Sooo some of you may have seen me demo this on my instagram page the other day. I literally made it up on the spot with leftover things I had kicking around in my fridge and freezer. I did not anticipate it turning out like it did.
So freakin delicious!! It’s packed with protein. The spiralled zucchini made it totally fun too. A great an easy meal to take with a couple different moving parts.
To break this meal down into prepped steps so your not doing all at once here is what you do:
In the morning throw the chicken in the slow cooker with ingredients listed and cook all day until chicken is shreddable.

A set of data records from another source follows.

PR #1393, opened 2024-05-02
Turn on LL_TESTS for Maint B.

nat-goodspeed:
These changes have succeeded when built against `main`. @Nicky-D requests pre-testing the merge into Maint B.


nat-goodspeed:
Looks like missing googlemock? Apparently we do have [a Linux googlemock build](https://github.com/secondlife/3p-googlemock/releases/tag/v1.7.0.2b109d4).

Turning off LL_TESTS for CI builds was an accident. It has always been our intention that CI builds of branches run clean with tests on.

Nicky-D:
I'm on team enable tests, too. Just they should even compile 😟

Re Google mock. Is that even used? I remember vaguely "no" and that those includes can just go.

nat-goodspeed:
Even better!

nat-goodspeed:
Guess that wasn't sufficient.

Nicky-D:
I took a look;
- Yes google mock is indeed needed now
- I did not get the crazy template errors I used to get
- LL has no Linux Google mock. Only win/win64 and that OS we do not speak of

Nicky-D:
I tried to build the google mock 3p, but that fails during test stage with segfaults.

Googling suggests this could be due to the old gmock version in the 3p. As google mock is now part of the gtest suits, this potentially makes updating not any easier

Nicky-D:
@nat-goodspeed  / @bennettgoble  
IF someone can fork and create a release of [googletest](https://github.com/Nicky-D/3p-googletest) please.

This hopefully allows to go forward with this PR

bennettgoble:
@Nicky-D would it be preferred to cherry-pick changes from https://github.com/secondlife/viewer/pull/1077? Googlemock has been removed from DRTVWR-600-maint-A.

bennettgoble:
Ah, nevermind: googleTEST not googleMOCK.

Nicky-D:
@bennettgoble you are right. That other PR is golden. Commencing with cherry picking that first

AiraYumi:
When unused code or libraries are deleted (except for moving dependencies to other libraries), 
I think it would be better to apply it to the main branch, but is that too harsh?

Nicky-D:
I tried LL_TESTS=On after cherry picking #1077 and the tests compile with just one minimal issue. So I think this PR can be closed and the problems dealt with once main gets merged into this branch.

It's crucial though to then merge or cherry pick #1077 too

bennettgoble:
> If library deletion is applied at the project viewer level, other projects will continue to have dependencies until that project viewer is promoted to main.

> It's crucial though to then merge or cherry pick https://github.com/secondlife/viewer/pull/1077 too

Yes, these issues highlight problems with the current branching strategy. As it stands, with few changes being merged into the default branch, it's difficult to know where changes are, or that they exist.

Nicky-D:
> > If library deletion is applied at the project viewer level, other projects will continue to have dependencies until that project viewer is promoted to main.
> 
> > It's crucial though to then merge or cherry pick #1077 too
> 
> Yes, these issues highlight problems with the current branching strategy. As it stands, with few changes being merged into the default branch, it's difficult to know where changes are, or that they exist.

I do not want to derail this PR too much .. but I did wonder this morning to open an Issue for someone to document the branching strategy.

For example we got release/maint-*, but also DRTVWR-...-maint-* and there seems (to me) little rhyme or reason what goes where and when it goes into main.

AiraYumi:
I don't think the current contents of the main branch will resolve the build failure on Mac.
Merge release/maint-x?

marchcat:
> Merge release/maint-x?
Yes, those changes weren't included into the current `main`, but they are needed.

nat-goodspeed:
I think the current state of this PR gets us where we want to be: it runs tests on Windows and Mac and requires that they succeed, while permitting Linux build/test failures so they don't block the whole project.

AiraYumi:
Is it possible to prevent Linux from halting even if a Windows or Mac build does not complete?

nat-goodspeed:
Yes, you could set `continue-on-error: true` and the build would continue regardless of any errors. But this setting serves our purposes until Linux consistently builds reliably.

In the morning you can also put a pot of quinoa on. For two cups of cooked quinoa cook approximately 1/2 cup quinoa with 1 cup of water. You can cook it right in the chicken stock to save the seasoning step.
Then enjoy the day.
Later when your ready for dinner. Peel or spiral your zucchini and toss everything together and warm through in the oven!
Here is the full recipe:
Cals per serving 287
12 ounces of chicken or 2 big chicken breasts
1 tsp garlic powder
1 tsp onion powder
2 tsp basil
1 tsp chilli flakes
2 tsp salt
2 small/medium zucchini
1 tsp salt
2 tsp apple cider vinegar
2 cups cooked quinoa
1 tsp chicken in a mug
½ cup feta cheese
Cook chicken with all seasonings in an instant pot or slow cooker so you’re able to shred after cooked. Spiralize or peel zucchini so it’s in string type shape. Toss with salt, pepper, and ACV. Season cooked quinoa with chicken in a mug. Once chicken is cooked and shredded, toss all ingredients together in a baking dish. Sprinkle feta on top and bake at 425 for 7-10 minutes.